What you have to do –
In the records below, the line with "- App version: Latest" opens the range and the line with "On Android, the" closes it; print that range exactly and nothing else.

[Saved data entries]
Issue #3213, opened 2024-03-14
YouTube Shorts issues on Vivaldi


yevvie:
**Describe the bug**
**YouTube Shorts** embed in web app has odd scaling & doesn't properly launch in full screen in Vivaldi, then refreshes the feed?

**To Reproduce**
* * *
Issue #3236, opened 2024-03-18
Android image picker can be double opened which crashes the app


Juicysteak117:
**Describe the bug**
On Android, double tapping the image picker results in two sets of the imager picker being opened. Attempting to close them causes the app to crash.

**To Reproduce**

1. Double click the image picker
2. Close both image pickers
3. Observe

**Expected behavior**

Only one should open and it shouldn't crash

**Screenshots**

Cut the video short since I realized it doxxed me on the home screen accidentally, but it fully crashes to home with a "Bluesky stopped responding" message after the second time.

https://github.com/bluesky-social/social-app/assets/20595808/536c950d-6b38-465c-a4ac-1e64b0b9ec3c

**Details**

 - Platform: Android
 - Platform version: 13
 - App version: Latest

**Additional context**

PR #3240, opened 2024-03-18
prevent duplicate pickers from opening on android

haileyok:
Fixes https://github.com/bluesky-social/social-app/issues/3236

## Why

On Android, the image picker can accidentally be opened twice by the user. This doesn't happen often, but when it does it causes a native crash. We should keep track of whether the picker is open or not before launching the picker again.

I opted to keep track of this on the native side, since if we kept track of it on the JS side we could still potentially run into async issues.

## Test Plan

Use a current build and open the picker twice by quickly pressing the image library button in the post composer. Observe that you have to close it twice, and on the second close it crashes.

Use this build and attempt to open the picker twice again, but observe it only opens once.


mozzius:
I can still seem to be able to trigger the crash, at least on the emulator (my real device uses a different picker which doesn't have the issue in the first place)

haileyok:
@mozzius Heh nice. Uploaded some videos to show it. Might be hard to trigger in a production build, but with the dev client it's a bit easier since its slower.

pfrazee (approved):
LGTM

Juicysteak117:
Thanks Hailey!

Output of the task –
 - App version: Latest

**Additional context**

PR #3240, opened 2024-03-18
prevent duplicate pickers from opening on android

haileyok:
Fixes https://github.com/bluesky-social/social-app/issues/3236

## Why

On Android, the image picker can accidentally be opened twice by the user. This doesn't happen often, but when it does it causes a native crash. We should keep track of whether the picker is open or not before launching the picker again.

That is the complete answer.